Il expliquait en 2019, en prélude à sa dernière édition : « L’anglais recule. Quand il ne recule pas, il s’appauvrit. La France a la chance d’avoir une audience francophone partout dans le monde, même si localement le nombre de locuteurs n’est pas toujours important. On ne s’exprime bien que dans une langue qu’on maitrise, or notre festival vise avant tout le facteur qualitatif. S’exprimer dans un anglais international parfois pauvre au niveau conceptuel, et d’ailleurs moins bien parlé qu’on ne le prétend, c’est réduire de fait le champ de la pensée. Les questions linguistiques et culturelles sont à ce titre essentielles et ont plus d’importance qu’on ne le pense. Nous ne sommes pas un festival en français, dans un contexte majoritairement anglophone, par facilité. C’est notre volonté d’affirmer qu’il y a une pensée francophone sur les questions internationales. Cela répond aussi à un vrai enjeu de transparence du discours. Aujourd’hui, il est demandé aux Universités et à la Recherche de s’expliquer auprès de la société civile, de diffuser son savoir. Nous inscrivons nos éditions dans cette (r)évolution des pratiques. » 

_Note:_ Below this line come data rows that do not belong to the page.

PR #82, opened 2022-01-25
refactor: parent agnostic forms

mapehe:
Ideally it should be possible to render the forms `CreateClientForm`, `CreateTaskForm` and `CreateTimesheetForm` anywhere: They should have no idea whether the parent is a modal or something else. This promotes component reuse and makes these forms much more useful in the long term.

I suggest we introduce optional `afterSubmit` and `onCancel` functions to forms. They allow patterns like
```
<CreateTaskForm afterSubmit={ closeModal } onCancel={ closeModal } />
```
in the parent.

A future improvement is that `afterSubmit` returns the created item to allow `afterSubmit( ( createdItem ) => doSomething(createdItem))`. You could, for example, redirect to the URL of a newly created project with
```
afterSubmit((newlyCreatedProject) => router.push(`/projects/${newlyCreatedProject.id}`))
```
this will not be done here.

### DIFF
--- a/components/form/TaskForm.tsx
+++ b/components/form/TaskForm.tsx
@@ -1,16 +1,18 @@
 import { useUpdateTasks } from '@/lib/hooks/useTasks';
 import { Project, Task } from '@/lib/types/apiTypes';
-import { FormControl, FormLabel, Input, FormErrorMessage, ModalFooter, Button, Box } from '@chakra-ui/react';
+import { FormBase } from '@/lib/types/forms';
+import { FormControl, FormLabel, Input, FormErrorMessage, Button, Box } from '@chakra-ui/react';
 import React, { useState } from 'react';
 import ErrorAlert from '../common/ErrorAlert';
 
 type TaskFields = Partial<Task> & { project: Project };
 
-const validateTaskFields = (fields: TaskFields): Task => {
-    const { name } = fields;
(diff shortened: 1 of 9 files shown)


components/form/TaskForm.tsx
```diff
@@ -1,30 +1,31 @@
...
 type TaskFields = Partial<Task> & { project: Project };
 
-const validateTaskFields = (fields: TaskFields): Task => {
-    const { name } = fields;
+const validateTaskFields = (fields: TaskFields, projectId: number): Task => {
+    const { name, project } = fields;
     if (name) {
         return {
             ...fields,
+            project: { ...project, id: projectId },
```
mapehe, line 15: This is important BTW, a missing `projectId` could result in some really nasty hard-to-find bugs

components/table/TaskTable.tsx
```diff
@@ -80,7 +80,7 @@ function TaskTable({ project, tasks }: TaskTableProps): JSX.Element {
                             <CreateTaskForm
                                 project={project}
                                 projectId={project.id}
-                                onClose={() => setDisplayNewTaskForm(false)}
```
oskarikerppo, line 83: Missing onCancel

mapehe:
Closing this in favour of #86

PR #88, opened 2022-01-27
feat: router pushes to /id upon creating a project

oskarikerppo:


pages/projects/new.tsx
```diff
@@ -34,7 +38,7 @@ const New: NextPage = () => {
                 <CreateProjectForm
                     customers={customersResponse.data}
                     employees={employeesResponse.data}
-                    afterSubmit={redirectToProjectList}
+                    afterSubmit={(newProject: ApiUpdateResponse<Project>) => redirectToProjectDetails(newProject)}
```
mapehe, line 41:
```
afterSubmit={(newProject: ApiUpdateResponse<Project>) => redirectToProjectDetails(newProject)}
```
is equal to
```
afterSubmit={redirectToProjectDetails}
```

pages/projects/new.tsx
```diff
@@ -20,6 +22,8 @@ const New: NextPage = () => {
         '';
 
     const redirectToProjectList = () => router.push('/projects');
+    const redirectToProjectDetails = (newProject: ApiUpdateResponse<Project>) =>
+        newProject.isSuccess && router.push(`/projects/${newProject.data.id}`);
```
mapehe, line 26: I'd prefer calling this `newProject` something like `projectCreate` instead, because the actual project is contained in the `data` field upon success.

components/form/TaskForm.tsx
```diff
@@ -8,12 +8,13 @@ import ErrorAlert from '../common/ErrorAlert';
 type TaskFields = Partial<Task> & { project: Project };
 
 const validateTaskFields = (fields: TaskFields, projectId: number): Task => {
-    const { name, project } = fields;
-    if (name) {
+    const { name, project, billable } = fields;
```
mapehe, line 11: I think this does not belong in this PR.

lib/types/api.ts
```diff
@@ -71,86 +71,120 @@ export interface paths {
 export interface components {
   schemas: {
     CustomerDTO: {
+      /** Format: int64 */
```
mapehe, line 74: I think these should be a separate PR.

mapehe (changes requested):

mapehe (approved):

Parmi l’abondante production de Jean-Marc Huissoud, citons : Union européenne, du projet à la crise, in Carto, N°51, janvier 2019 ; Désunion européenne : Festival de géopolitique de Grenoble, in Historiens et Géographes, N°445, pp.31-34, mars 2019 ; avec Pascal Gauchon (dir), Les 100 mots de la géopolitique – 6e édition, Presses Universitaires de France, 2019 ; avec Nathalie Belhoste, Pouvoir des villes : mise en perspective européenne, in Le Déméter 2019, IRIS, 2019 ; La guerre économique est-elle guerre inéluctable ?, in R. Duymedjian, J.-M. Huissoud, D. Steiler (Dir) : Manifeste pour une éducation à la paix économique, Presses Universitaires de Grenoble, 2012 ; Les conditions de l’Europe Politique, in Constructif, volume 28, 2011 ; L’enjeu de la centralité, in Gauchon, Huissoud, Vive la France…quand même, Presses Universitaires de France, 2010 ; Requiem : prospective pour une guerre à venir, in Huissoud, Munier : La Guerre économique, Presses Universitaires de France, 2009.